DATASET ENTRIES Block Start
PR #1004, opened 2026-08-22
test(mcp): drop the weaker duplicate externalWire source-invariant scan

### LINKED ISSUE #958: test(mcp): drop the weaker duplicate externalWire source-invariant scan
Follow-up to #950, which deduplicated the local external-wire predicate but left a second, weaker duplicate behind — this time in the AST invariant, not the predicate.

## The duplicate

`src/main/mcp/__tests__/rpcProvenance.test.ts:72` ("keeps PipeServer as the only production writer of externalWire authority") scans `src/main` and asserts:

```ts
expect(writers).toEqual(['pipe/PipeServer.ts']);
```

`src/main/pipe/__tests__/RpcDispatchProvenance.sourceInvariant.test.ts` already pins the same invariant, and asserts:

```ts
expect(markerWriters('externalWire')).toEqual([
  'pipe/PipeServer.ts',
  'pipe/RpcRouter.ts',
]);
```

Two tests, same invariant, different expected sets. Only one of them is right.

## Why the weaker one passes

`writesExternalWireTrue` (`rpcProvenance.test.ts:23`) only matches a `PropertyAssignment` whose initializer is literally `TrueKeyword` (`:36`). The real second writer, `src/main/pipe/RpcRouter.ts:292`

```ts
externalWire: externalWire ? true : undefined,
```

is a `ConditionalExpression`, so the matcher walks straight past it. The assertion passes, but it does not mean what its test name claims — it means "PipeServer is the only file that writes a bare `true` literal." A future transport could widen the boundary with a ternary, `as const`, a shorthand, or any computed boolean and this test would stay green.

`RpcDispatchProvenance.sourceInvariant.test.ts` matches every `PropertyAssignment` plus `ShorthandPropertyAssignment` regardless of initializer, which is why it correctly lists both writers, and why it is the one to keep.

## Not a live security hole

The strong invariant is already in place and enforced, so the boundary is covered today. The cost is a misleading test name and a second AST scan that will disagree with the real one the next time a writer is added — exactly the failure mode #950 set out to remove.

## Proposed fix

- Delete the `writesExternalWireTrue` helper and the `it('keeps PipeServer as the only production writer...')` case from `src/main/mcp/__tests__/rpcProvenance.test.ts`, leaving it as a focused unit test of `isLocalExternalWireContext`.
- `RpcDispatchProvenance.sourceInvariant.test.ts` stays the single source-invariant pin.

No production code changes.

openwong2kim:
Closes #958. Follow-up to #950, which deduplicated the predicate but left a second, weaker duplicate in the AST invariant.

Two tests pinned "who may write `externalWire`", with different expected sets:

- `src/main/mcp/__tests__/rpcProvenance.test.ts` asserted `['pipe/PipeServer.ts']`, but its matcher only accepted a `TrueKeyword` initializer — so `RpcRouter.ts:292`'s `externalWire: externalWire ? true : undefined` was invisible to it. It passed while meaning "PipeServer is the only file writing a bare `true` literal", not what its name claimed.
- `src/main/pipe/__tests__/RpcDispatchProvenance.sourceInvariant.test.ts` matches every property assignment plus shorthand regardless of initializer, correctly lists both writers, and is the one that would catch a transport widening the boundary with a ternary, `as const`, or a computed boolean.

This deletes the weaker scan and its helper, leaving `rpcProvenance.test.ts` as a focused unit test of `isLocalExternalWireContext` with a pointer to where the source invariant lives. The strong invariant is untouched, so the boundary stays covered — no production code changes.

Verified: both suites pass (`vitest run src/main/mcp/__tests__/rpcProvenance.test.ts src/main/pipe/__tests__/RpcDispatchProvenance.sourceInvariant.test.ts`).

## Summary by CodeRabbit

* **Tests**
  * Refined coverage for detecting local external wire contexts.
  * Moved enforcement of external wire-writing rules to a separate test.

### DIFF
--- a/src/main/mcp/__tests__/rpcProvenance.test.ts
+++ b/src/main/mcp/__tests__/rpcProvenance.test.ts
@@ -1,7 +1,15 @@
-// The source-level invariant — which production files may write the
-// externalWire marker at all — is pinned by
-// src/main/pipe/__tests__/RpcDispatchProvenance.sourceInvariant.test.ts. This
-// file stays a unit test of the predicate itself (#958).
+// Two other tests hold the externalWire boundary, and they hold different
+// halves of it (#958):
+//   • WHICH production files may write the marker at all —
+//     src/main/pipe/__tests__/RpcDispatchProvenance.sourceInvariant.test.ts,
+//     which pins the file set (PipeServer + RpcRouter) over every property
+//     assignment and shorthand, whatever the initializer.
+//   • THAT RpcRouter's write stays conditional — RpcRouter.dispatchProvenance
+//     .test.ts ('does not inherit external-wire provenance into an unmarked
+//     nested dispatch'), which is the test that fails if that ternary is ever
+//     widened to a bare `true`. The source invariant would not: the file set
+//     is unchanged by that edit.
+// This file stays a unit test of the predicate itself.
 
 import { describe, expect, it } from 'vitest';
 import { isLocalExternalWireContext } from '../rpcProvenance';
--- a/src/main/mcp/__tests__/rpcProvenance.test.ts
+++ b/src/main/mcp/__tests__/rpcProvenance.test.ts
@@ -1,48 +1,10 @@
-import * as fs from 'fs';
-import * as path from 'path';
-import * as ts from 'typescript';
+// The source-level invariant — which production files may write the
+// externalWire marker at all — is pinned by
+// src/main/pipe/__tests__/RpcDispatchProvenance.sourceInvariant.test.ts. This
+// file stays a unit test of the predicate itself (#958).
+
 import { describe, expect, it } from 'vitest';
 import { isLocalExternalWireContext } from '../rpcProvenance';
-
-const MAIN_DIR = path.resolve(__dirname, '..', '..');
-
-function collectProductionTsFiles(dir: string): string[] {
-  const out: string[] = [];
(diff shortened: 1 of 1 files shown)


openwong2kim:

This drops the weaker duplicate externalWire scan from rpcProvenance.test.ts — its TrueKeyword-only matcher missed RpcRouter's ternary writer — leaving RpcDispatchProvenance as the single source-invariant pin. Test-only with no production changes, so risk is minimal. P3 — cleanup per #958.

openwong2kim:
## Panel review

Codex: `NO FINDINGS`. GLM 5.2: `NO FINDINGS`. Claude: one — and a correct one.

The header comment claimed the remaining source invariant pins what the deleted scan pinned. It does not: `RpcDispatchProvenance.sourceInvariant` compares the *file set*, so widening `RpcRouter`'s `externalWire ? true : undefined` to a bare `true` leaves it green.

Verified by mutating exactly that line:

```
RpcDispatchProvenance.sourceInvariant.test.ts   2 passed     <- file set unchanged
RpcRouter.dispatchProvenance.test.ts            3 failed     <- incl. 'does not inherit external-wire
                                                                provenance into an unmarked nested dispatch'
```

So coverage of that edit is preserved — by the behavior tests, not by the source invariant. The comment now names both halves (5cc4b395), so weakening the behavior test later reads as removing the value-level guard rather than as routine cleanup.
DATASET ENTRIES Block End
DATASET ENTRIES Block Start
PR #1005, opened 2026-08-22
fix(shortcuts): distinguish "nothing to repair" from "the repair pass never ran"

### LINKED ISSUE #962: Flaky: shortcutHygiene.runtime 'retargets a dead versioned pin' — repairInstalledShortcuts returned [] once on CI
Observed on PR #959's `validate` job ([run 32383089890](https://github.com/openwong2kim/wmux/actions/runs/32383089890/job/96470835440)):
DATASET ENTRIES Block End
TASK DIRECTIONS: I'd like the lines above from the one with "PR #1004, opened 2026-08-22" up to and including the one with "## Why the weaker one passes" copied exactly, with no other lines.

EXERCISE RESULT:
PR #1004, opened 2026-08-22
test(mcp): drop the weaker duplicate externalWire source-invariant scan

### LINKED ISSUE #958: test(mcp): drop the weaker duplicate externalWire source-invariant scan
Follow-up to #950, which deduplicated the local external-wire predicate but left a second, weaker duplicate behind — this time in the AST invariant, not the predicate.

## The duplicate

`src/main/mcp/__tests__/rpcProvenance.test.ts:72` ("keeps PipeServer as the only production writer of externalWire authority") scans `src/main` and asserts:

```ts
expect(writers).toEqual(['pipe/PipeServer.ts']);
```

`src/main/pipe/__tests__/RpcDispatchProvenance.sourceInvariant.test.ts` already pins the same invariant, and asserts:

```ts
expect(markerWriters('externalWire')).toEqual([
  'pipe/PipeServer.ts',
  'pipe/RpcRouter.ts',
]);
```

Two tests, same invariant, different expected sets. Only one of them is right.

## Why the weaker one passes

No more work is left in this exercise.